PR #23637, opened 2022-01-02
dev-python/graph-tool: Bump to 2.44

count0:


thesamesam:
Thanks! Could you:
1. run `pkgdev manifest` or `repoman manifest` or `ebuild ... manifest`
2. Include your signoff in your commit message? (`git commit -s` will do this)

PR #23642, opened 2022-01-03
media-gfx/iscan: Migrating to media-gfx/imagescan

gringus:
Migrating media-gfx/iscan to media-gfx/imagescan along with network plugin. Reverting 5bdebec86ddfa74cea155326b7c7863b8db84c36, so iscan-2 users can make use of iscan-2 compartible network plugin (download does not fail anymore).


thesamesam:
Why close?

gringus:
Decided to replace it with https://github.com/gentoo/gentoo/pull/24015 where I only add new packages. Masking iscan-3* and iscan-plugin-network-nt-1.1.3 and adding news can be done as separate task.

PR #23643, opened 2022-01-04
net-p2p/rtorrent: Remove dependency on screen for daemonising.

Razorfang:
Since rtorrent version 0.9.7, there is a built-in option for daemonising the program. This means that the old method of using _screen_ is outdated. This also means that we can remove the _screen_ dependency by using the new daemonising method.

I have tested the new openrc-related changes on my own PC and it works fine, but I have **not** tested the systemd-related changes.


ss23:
Any reason for the rename of `rtorrentd` to `rtorrent` in some places (e.g. init file)?

When it comes to a change like this, I think it's generally better to just do a bump than to change the old versions people may already be using, so just creating a 0.9.8-r1 for example.

Razorfang:
> Any reason for the rename of `rtorrentd` to `rtorrent` in some places (e.g. init file)?

No reason, I just preferred the name. You're right though, don't change what isn't broken.

> When it comes to a change like this, I think it's generally better to just do a bump than to change the old versions people may already be using, so just creating a 0.9.8-r1 for example.

Thanks for the feedback. This is my first time creating a pull request here. I'll make some changes later.

Razorfang:
I'm closing this because I want to re-implement the change in a different way. I'll open a new pull request soon.

PR #23644, opened 2022-01-04
media-video/wireplumber: add fix to stop stream move on HDMI suspend

pinkflames:
The patch looks like it might fix other things too but the best known
issue it should be resolving is that without it having a display
suspend or enter power off state would make audio streams be moved
to the next highest priority device. Such behavior might be
PulseAudio default but for PipeWire it's considered undesirable and
a bug to fix.

Bug: https://gitlab.freedesktop.org/pipewire/wireplumber/-/issues/94


thesamesam:
CI failure is fine obviously, I'll just merge this after PW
────
-- What you should do --
Give exactly, and nothing besides, the lines from the one in which "issue it should" occurs through the end of the records.

-- Reply --
issue it should be resolving is that without it having a display
suspend or enter power off state would make audio streams be moved
to the next highest priority device. Such behavior might be
PulseAudio default but for PipeWire it's considered undesirable and
a bug to fix.

Bug: https://gitlab.freedesktop.org/pipewire/wireplumber/-/issues/94


thesamesam:
CI failure is fine obviously, I'll just merge this after PW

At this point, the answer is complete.